Exercise prompt:
Below are some records. Print exactly the lines between the one holding "- esphome/device-builder#106" and the one holding "[#106](https:/", inclusive, and nothing else.

Saved data entries
Issue #106, opened 2026-05-02
Remote build offload: discover and delegate compiles to another dashboard on the LAN


bdraco:
# Remote build offload — feature complete

**Status:** Shipped. Closing as completed; remaining gaps tracked as separate issues.

The transparent install flow is user-visible end-to-end on `main`: clicking Install on a paired offloader auto-routes to an idle paired receiver, queues on a busy one before falling back to LOCAL, and the operator can override mid-flight via the install dialog's "Build locally instead" link. Bytes always flow back through the user's offloader for the actual flash (the receiver only ever compiles).

## What shipped

- **Pairing & transport** — Noise XX over plain-TCP WebSocket, two-way OOB pin verification, pairing window gate. Identity is a 32-byte X25519 keypair persisted at `.device-builder-peer-link-key.bin`; cert + key files no longer used and removed from disk (#598).
- **Long-lived peer-link sessions** — one Noise WS per paired receiver, encrypted heartbeat, auto-reconnect with exponential backoff. Application messages: `queue_status` push, `submit_job` + bundle chunk stream + ack, `cancel_job`, `download_artifacts` artifact-tarball pull, `job_state_changed` + `job_output` per-job fan-out.
- **Build scheduler** — `helpers/build_scheduler.pick_build_path` picks an APPROVED + connected + idle paired receiver, deterministic sort with pin-sort tiebreaker, fail-closed on unknown peer states.
- **Source-routed firmware runner** — `FirmwareJob.source: JobSource` discriminator + `source_pin_sha256` + `source_label`. `_execute_job` branches; the REMOTE branch dispatches `submit_job{target: "compile"}`, awaits the receiver's terminal frame, pulls artifacts, and spawns a local `esphome upload --file <staged>` to flash.
- **Install handler integration** — `firmware/install` routes through `pick_build_path`; the install dialog reads `job.source_label` and shows "Building on {receiver_label}" when present. Cancel translates `remote_build/cancel_job` to the receiver; mid-build session loss surfaces a synthetic "receiver lost connection" line in the log dialog.
- **Endpoint rebind** — automatic via mDNS (#539) and user-driven via `remote_build/edit_pairing_endpoint` (#548). Both share probe + commit primitives. Pin-mismatch refuses the rebind; the re-auth wizard exists to gate that case.
[...]

PR #467, opened 2026-05-09
Add backend pairing storage + WS commands (#106 phase 4a)

bdraco:

Offloader-side persistence for paired-remote records and the four WS commands the frontend Pair flow consumes. This is the backend half of phase 4 from issue #106; the frontend Pair dialog (4b) lands separately and consumes this surface.

## WS surface

- **`remote_build/preview_pair({hostname, port})`** — opens a TLS handshake to the candidate receiver, returns `{pin_sha256}`. No bearer presented, no persistence; the frontend renders the fingerprint for the user to OOB-confirm against what the receiver's Build server settings page shows. Errors: `UNAVAILABLE` (transport failure), `INVALID_ARGS`.

- **`remote_build/confirm_pair({hostname, port, pin_sha256, token, label, server_version, esphome_version})`** — re-handshakes (defends against a TOCTOU between preview and confirm), asserts the new handshake's pin matches the user-confirmed value, presents the user-pasted bearer against `GET /remote-build/v1/health` with this dashboard's stable `X-Dashboard-ID`, and persists the `StoredPairing` only when both succeed. Typed errors:
  - `PRECONDITION_FAILED` — re-handshake observed a different pin (cert rotation between preview and confirm, or active MITM)
  - `UNAUTHORIZED` — receiver rejected the bearer (wrong token, revoked, or 403 because token is bound to a different dashboard already)
  - `UNAVAILABLE` — transport failure
  - `ALREADY_EXISTS` — `(hostname, port)` already paired
  - `INVALID_ARGS`

- **`remote_build/unpair({hostname, port})`** — removes a paired record. `NOT_FOUND` if no match.

- **`remote_build/list_pool()`** — returns `PairingSummary` rows projected from persisted `StoredPairing`s. Drops `token_cleartext` from the wire view, same `StoredToken` → `TokenSummary` projection pattern.

## Storage

Extends `RemoteBuildSettings` with `paired_remotes: list[StoredPairing]`. Same `remote_build_settings_transaction` lock as the existing manual-hosts / tokens paths; same `_to_view` projection that already drops on-disk-only fields when settings cross the wire.

`StoredPairing` carries `{hostname, port, label, pin_sha256, token_cleartext, dashboard_id, server_version, esphome_version, paired_at}`. `PairingSummary` (wire) drops `token_cleartext`.

## TLS plumbing

New module `helpers/remote_build_pairing.py`:
- `observe_remote_pin(host, port)` — opens a TLS connection, returns SPKI-SHA-256 fingerprint as lowercase hex (matches `helpers.dashboard_identity._spki_fingerprint`'s output byte-for-byte; pinned by a unit test).
- `verify_bearer(host, port, expected_pin, token_cleartext, dashboard_id)` — re-handshake with pin assertion + authenticated `GET /health`. `PinMismatchError` on divergence; `PairingHealthResult{ok, http_status}` on the request side.

Uses an SSLContext with chain / hostname checking disabled. The pair flow's premise is that the receiver ships a self-signed cert and we pin its fingerprint OOB; OS trust store would reject the cert outright, hostname check would reject any IP-only or `foo.local` URL.

## ErrorCode additions

`UNAVAILABLE`, `UNAUTHORIZED`, `PRECONDITION_FAILED` — distinct from the existing codes:
- `NOT_FOUND` ≠ `UNAVAILABLE` (we couldn't even reach the remote)
- `NOT_AUTHENTICATED` ≠ `UNAUTHORIZED` (the *remote* rejected our bearer, not the dashboard's WS auth gate)
- `INVALID_ARGS` ≠ `PRECONDITION_FAILED` (the pin was valid at preview, just changed under us)

## Bearer-on-wire / bearer-at-rest decision (captured to skip re-litigating)

This was the longest design discussion of the phase. Short version: the cleartext bearer crosses the offloader's WS in `confirm_pair` and lands on disk in cleartext. Considered RSA-OAEP via receiver pubkey, PAKE setup code, auto-HTTPS using the 3a cert — all add real surface and don't move the needle for the actual deployment shapes.

- **ESPHome Desktop** runs locally; user's browser hits `http://localhost:6052`, traffic doesn't traverse the network at all.
- **HA addon** uses HA's ingress (wss:// + HA's auth posture); the bearer leak surface is identical to anything else the user puts in HA.
- **Standalone Docker / pip install accessed remotely over plain HTTP** is niche and already accepts plaintext for device API keys, Wi-Fi YAML, secrets.yaml.

Full discussion captured in issue #106 phase 4a section. The retrospective on 3b3 (which client-side-minted bearers for arguably the same threat we're not defending against here) is in the same issue under the 3b3 design note.

**Related issue:**
- esphome/device-builder#106

## Types of changes

- [ ] Breaking change — `breaking-change`
- [ ] Refactor — `refactor`

## Frontend coordination

- [x] Companion frontend PR: phase 4b (Pair dialog + pool rendering) lands separately once this merges.

## Checklist

- [x] Tests have been added: 31 new tests in `tests/test_remote_build_controller.py` (validators + 4 WS commands incl. error-path coverage) + 5 in new `tests/test_remote_build_pairing.py` (TLS helper + SPKI-fingerprint cross-check against `dashboard_identity`).

## Notes for reviewers

- End-to-end TLS test against a real receiver instance is queued for the cross-cutting E2E harness (issue #106's "End-to-end test infrastructure" section); the controller-level tests use monkeypatched `observe_remote_pin` / `verify_bearer` because spinning up a paired dashboard pair in a unit-test fixture would land that harness twice.
- The duplicate-pair check happens both before the TLS round-trip (fast-path readonly) and inside the persistence transaction (race-safe). The fast-path saves the slow round-trip on the common "user clicked Pair on an already-paired entry by mistake" case.


bdraco:
Abandoning this branch — phase 4a is being redesigned away from the bearer-token auth model toward mTLS with mutual cert pinning. The bearer infrastructure (3b1 / 3b2 / 3b3 + the Fernet sealing this PR added in 4a) ends up being replaced rather than extended. Full design in #106's new "Auth model pivot" section. See you in the new 4a.

PR #532, opened 2026-05-10
Phase 4a-o part 6: re-key offloader-side state on pin_sha256

bdraco:

Phase 4a-o part 6 from
[#106](https://github.com/esphome/device-builder/issues/106) —
the refactor that re-keys offloader-side state from
`(receiver_hostname, receiver_port)` to `pin_sha256`. The pin
is the stable cryptographic identity (hash of the receiver's
static X25519 pubkey); network coords are routing hints stored
as fields on the value rather than as the primary key.

## Why

A receiver hostname rename used to require a multi-dict atomic
remap (pop+insert across four state structures, cancel +
respawn tasks, error-prone). Under pin-keying it becomes a
one-line mutation of the value's `receiver_hostname` field.
Symmetric to the receiver-side `_approved_peers` keyed on
`dashboard_id` — both ends index by stable cryptographic
identity with network coords as fields.

This PR is the prep for 4a-o part 7 (auto-rebind on mDNS
pin-match): with pin-keyed registries the rebind is a one-line
value mutation of `_pairings[pin].receiver_hostname` instead of
a multi-dict atomic remap.

## Scope

**State structures (RAM-only, all controller-side):**

- `_pairings: dict[str, StoredPairing]`
- `_pair_status_listeners: dict[str, asyncio.Task]`
- `_peer_link_clients: dict[str, asyncio.Task]`
- `_offloader_alerts: dict[str, OffloaderAlertSnapshotEntry]`
- `_peer_queue_status: dict[str, PeerQueueStatusSnapshotEntry]`

All five pivot to `pin_sha256` (lowercase-hex SHA-256 of the
receiver's X25519 pubkey) as the primary key.

**Wire shape changes (event payloads):**

`OffloaderPairStatusChangedData` /
`OffloaderPeerLinkOpenedData` / `OffloaderPeerLinkClosedData`
/ `OffloaderPairAlertDismissedData` /
`OffloaderPairPinMismatchData` /
`OffloaderPairPeerRevokedData` /
`OffloaderQueueStatusChangedData` all gain `pin_sha256: str`
so listeners (the controller's own and the frontend's once it
migrates) can look up the row by pin without a follow-up scan.
Receiver coords stay on the payload as display fields the
frontend can render without a second round-trip.

**Wire shape changes (snapshots):**

`OffloaderPinMismatchAlert` / `OffloaderPeerRevokedAlert` /
`PeerQueueStatusSnapshotEntry` rows in
`subscribe_events.initial_state.*` similarly gain `pin_sha256`.

**WS command shape change:**

`unpair` takes `pin_sha256: str` instead of
`hostname: str, port: int`. Frontend already carries
`pin_sha256` on every `PairingSummary`, so the user-clicks-Unpair
path threads that value directly. **Breaking** for the WS shape
— fine pre-release per the no-back-compat memory.

**Internal contract additions:**

- `_sweep_stale_pairings_at_endpoint(host, port,
  keep_pin_sha256=...)` — new helper called by `request_pair`
  to clean up rows under stale pins at the same `(host, port)`
  (receiver rotated identity, or a different receiver moved to
  that hostname). Walks both `_pairings` and
  `_offloader_alerts` so a pre-existing alert under the old
  pin gets dismissed when the user re-pairs under a new pin
  at the same coords.
- `_dismiss_offloader_alert` / `_cancel_pair_status_listener`
  / `_cancel_peer_link_client` now take `pin_sha256` instead
  of `(hostname, port)`.
- `_fire_offloader_pair_status_changed` /
  `_fire_offloader_pair_pin_mismatch` /
  `_fire_offloader_pair_peer_revoked` thread `pin_sha256`
  through to the event payload.
- `PeerLinkClient` constructor takes `pin_sha256` and fires it
  on every event (`OFFLOADER_PEER_LINK_OPENED` / `_CLOSED` /
  `OFFLOADER_PAIR_PIN_MISMATCH` /
  `OFFLOADER_QUEUE_STATUS_CHANGED`).

## On-disk format unchanged

The persisted shape was already a list serialised from the
dict (`OffloaderRemoteBuildSettings.pairings: list[StoredPairing]`),
so re-keying the in-RAM collection doesn't touch disk. Existing
on-disk pairings load cleanly under the new keying.

## Tests

Every existing test that seeded `_pairings[(host, port)]`
migrates to `_pairings[pin_sha256]`; every event-payload
assertion gains `pin_sha256`; every `unpair(hostname, port)`
call becomes `unpair(pin_sha256)`. 2484 tests pass; the touched
suites (controller / peer-link / event-payload contracts /
e2e) are all green.

## Frontend coordination

Frontend follow-up will:

- Pivot `_buildOffloadPairings` keying from
  `${hostname}:${port}` to `pin_sha256`.
- Update `unpairRemoteBuild` API client to take pin.
- Consume the new `pin_sha256` field on each event payload's
  TypedDict.

Default-`""` defensive deserialisation could keep the frontend
working against a backend running this PR's wire shape, but
the cleaner path is a lockstep frontend PR. Drafted PR
[#529](https://github.com/esphome/device-builder/pull/529)
(offloader-connected indicator) is gated on this PR landing
+ rebasing on top.

- part of #106 (4a-o part 6).

## Types of changes

- [x] Breaking change (fix or feature that would cause existing functionality to not work as expected) — `breaking-change`

(Tagged `breaking-change` because the `unpair` WS arg shape
and several event-payload shapes change. Pre-release, no
installed base; the breaking-change label is for the
release-notes section.)

## Frontend coordination

- [x] Companion frontend PR: esphome/device-builder-dashboard-frontend#<TBD>

Without the frontend mirror, the existing `${hostname}:${port}`
lookups against the new event payloads still work (host/port
stay on the payload), and `unpair` calls fail until the
frontend ships the new arg shape.

## Checklist

### DIFF
--- a/esphome_device_builder/controllers/remote_build.py
+++ b/esphome_device_builder/controllers/remote_build.py
@@ -753,9 +753,12 @@ class RemoteBuildController:
         # ``subscribe_events`` stream — no separate
         # ``subscribe_pairings`` channel needed.
         #
-        # Keyed on ``(receiver_hostname, receiver_port)`` to match
-        # the unified ``_pairings`` dict.
-        self._pair_status_listeners: dict[tuple[str, int], asyncio.Task[None]] = {}
+        # Keyed on ``pin_sha256`` to match the unified
+        # ``_pairings`` dict (4a-o part 6 — re-keyed offloader
+        # state from ``(host, port)`` to pin so a receiver
+        # rename is a one-line value mutation rather than a
+        # multi-dict atomic remap).
+        self._pair_status_listeners: dict[str, asyncio.Task[None]] = {}
         # PENDING StoredPeer rows live here, keyed on dashboard_id.
         # Never persisted — the per-file ``_peers_store``
         # (``.receiver_peers.json``) only stores APPROVED rows.
@@ -800,8 +803,8 @@ class RemoteBuildController:
         # doubling. Drained in :meth:`stop`.
         self._peer_link_sessions: dict[str, PeerLinkSession] = {}
         # Offloader-side long-lived peer-link client tasks, one
-        # per APPROVED ``StoredPairing``, keyed on the receiver's
-        # ``(hostname, port)``. Spawned by
+        # per APPROVED ``StoredPairing``, keyed on the
+        # receiver's ``pin_sha256``. Spawned by
         # :meth:`_spawn_peer_link_client` from :meth:`start`'s
         # cold-start path and from
         # :meth:`_apply_pair_status_result` flipping a row to
@@ -809,7 +812,7 @@ class RemoteBuildController:
         # on ``unpair``; drained in :meth:`stop`. Each task runs
         # the connect-handshake-park-reconnect loop in
         # :meth:`PeerLinkClient.run`.
-        self._peer_link_clients: dict[tuple[str, int], asyncio.Task[None]] = {}
+        self._peer_link_clients: dict[str, asyncio.Task[None]] = {}
         # Identities cached once at :meth:`start` so each
         # peer-link client can pick them up without an executor
         # hop on every spawn. ``_offloader_dashboard_id`` is the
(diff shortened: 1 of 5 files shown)


bdraco:
Copilot's suppressed-confidence comment on `test_unpair_drops_pending_dict_entry_and_cancels_listener` was correct — the post-`unpair` listener lookup used the old `(hostname, port)` tuple key, so under the pin-keyed registry the `get(...)` always returned `None` and the test no longer verified the listener was actually cancelled.

Fixed in 297366b5: capture the task reference before `unpair()`, then drain via `asyncio.gather(task, return_exceptions=True)` and assert `task.cancelled()`. 862b044e applies the same gather-and-drain shape to two other touched tests (`test_request_pair_repair_then_unpair_clean_state`, `test_request_pair_repair_against_pending_cancels_old_listener`) for consistency with production's `RemoteBuildController.stop()`. Untouched cancel-drain sites in the same file are left alone per the project's no-churn-on-unrelated-tests rule.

Output of the exercise:
- esphome/device-builder#106

## Types of changes

- [ ] Breaking change — `breaking-change`
- [ ] Refactor — `refactor`

## Frontend coordination

- [x] Companion frontend PR: phase 4b (Pair dialog + pool rendering) lands separately once this merges.

## Checklist

- [x] Tests have been added: 31 new tests in `tests/test_remote_build_controller.py` (validators + 4 WS commands incl. error-path coverage) + 5 in new `tests/test_remote_build_pairing.py` (TLS helper + SPKI-fingerprint cross-check against `dashboard_identity`).

## Notes for reviewers

- End-to-end TLS test against a real receiver instance is queued for the cross-cutting E2E harness (issue #106's "End-to-end test infrastructure" section); the controller-level tests use monkeypatched `observe_remote_pin` / `verify_bearer` because spinning up a paired dashboard pair in a unit-test fixture would land that harness twice.
- The duplicate-pair check happens both before the TLS round-trip (fast-path readonly) and inside the persistence transaction (race-safe). The fast-path saves the slow round-trip on the common "user clicked Pair on an already-paired entry by mistake" case.


bdraco:
Abandoning this branch — phase 4a is being redesigned away from the bearer-token auth model toward mTLS with mutual cert pinning. The bearer infrastructure (3b1 / 3b2 / 3b3 + the Fernet sealing this PR added in 4a) ends up being replaced rather than extended. Full design in #106's new "Auth model pivot" section. See you in the new 4a.

PR #532, opened 2026-05-10
Phase 4a-o part 6: re-key offloader-side state on pin_sha256

bdraco:

Phase 4a-o part 6 from
[#106](https://github.com/esphome/device-builder/issues/106) —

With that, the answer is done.